Dr Eddie Column: Transforming perfectionism

Learn to recognise if you have a problem with perfectionism
Increasingly in my practice I have noticed people unhappy as a result of perfectionism. Perfectionism is really an anxiety issue and is more common than you think.

Increasingly in my practice I have noticed people unhappy as a result of perfectionism. Perfectionism is really an anxiety issue and is more common than you think.

Most people consider having high standards a good thing. Striving for excellence shows a strong work ethic and strength of character, but mistakes can still sometimes happen.

Perfectionists however set such high standards that they cannot be met, or are met with great difficulty. They believe that anything short of perfection is horrible, and even minor mistakes lead to catastrophe.

Perfectionist Feelings

Perfectionists can feel depressed, frustrated, anxious and angry, especially if always criticizing themselves for not doing a good enough job. So it is worthwhile to loosen up standards to ease the stress felt from trying so hard to be perfect.

Perfectionist thinking

John says “Anything less than perfection is a failure”, “If I need help from others, then I am weak”. He says “If I make a mistake in front of my colleagues , I won’t survive the humiliation”, He spends all night preparing for a presentation, and says “I know I won’t do well”,

Perfectionist behaviour

Putting off, not completing, or giving up tasks easily

Overly cautious and thorough.

Excessive checking for mistakes

Constantly re-doing tasks to improve them

Agonizing over details

Making long “to do” lists

Avoiding trying new things at risk of mistakes

changing Perfectionism

1: Learn to recognize it.

This is a big first step, as it helps you to see if you have a problem with perfectionism. Remember, there is nothing wrong with having high standards, but when these standards are too high, they can really get in the way of work, relationships and enjoying life.

2: Swap perfectionism for realism. End negative self-talk. Instead say: “Nobody is perfect!” “All I can do is my best!” “Everyone makes mistakes!” “It’s okay not to be pleasant all the time. Everyone has a bad day sometime.” “It’s okay if some people don’t like me!”

3: Look at the bigger picture View situations as other people might see them. How might someone else ( a close friend) view this situation?

4: Don’t get bogged down in details – Ask yourself “Does it really matter? What is the worst that could happen? If it does happen, can I survive it? Will this still matter tomorrow? “

5: Changing behaviours Do things to challenge your boundaries:

Show up for an appointment 10 minutes late

Leave a visible area in the house a little messy

Say it if you are tired

Send an e-mail that includes a few mistakes

Lose your train of thought during a presentation

Stop checking – set time limits , check once and let it go, finish it

Wear odd socks

6: End procrastination Many perfectionists cope with a fear of mistakes by procrastinating.

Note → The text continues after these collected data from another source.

PR #1553, opened 2024-01-23
migrate setup.py to setup.cfg

deronnax:
[Setuptools recommends to use declarative setup.cfg over custom imperative setup.py](https://setuptools.pypa.io/en/latest/userguide/declarative_config.html#:~:text=This%20approach%20not%20only%20allows%20automation%20scenarios%20but%20also%20reduces%20boilerplate%20code%20in%20some%20cases.) (especially that this one grown some significant body hair)
On the other hand, using `data_files` (that is used here for man pages) is deprecated and has no direct equivalent in declarative package definition, be it `setup.cfg` or `pyproject.toml`, so we might just not be able to replicate the thing.


jkbrzt:
@deronnax thanks for the PR! If we find a way to maintain full compatibility including `data files`, I’ll be happy to merge it.

jkbrzt:
@deronnax thanks! Do we actually need to keep `setup.py` with the `setup()` call around?

deronnax:
oops sorry. Actually that's tox that's depending colorama.

PR #1557, opened 2024-02-07
docs: replace redirection with tee command with sudo for file creation

vostok92:
This pull request addresses an issue where using `sudo`-prefixed `echo` does not grant elevated permissions for the subsequent redirection operation, resulting in a failure to write files under `/etc/apt`.
By replacing the redirection with a `sudo`-prefixed `tee` command, this change ensures that files are written with root privileges, effectively resolving the permission issue. This modification is essential for operations requiring write access to protected directories.


jkbrzt:
Thanks, @vostok92!

PR #357, opened 2026-05-27
Fix TARGET_OS_IPHONE support

Coeur:
TARGET_OS_IPHONE support was lost around #151 due to the missing definition of SLJIT_UPDATE_WX_FLAGS


zherczeg:
@carenas what do you think about this change?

Create realistic schedules. Set your priorities. Break down larger tasks into steps with time limits. Write down the goal or deadline, and work towards it, setting small goals along the way.

Remember, the goal is completion, not perfection.

Taking perfectionism out of your life does not mean having no standards. Realistic standards are standards that can help you to do your best without costing you things that are more important, such as family life, physical and mental health, and leisure time.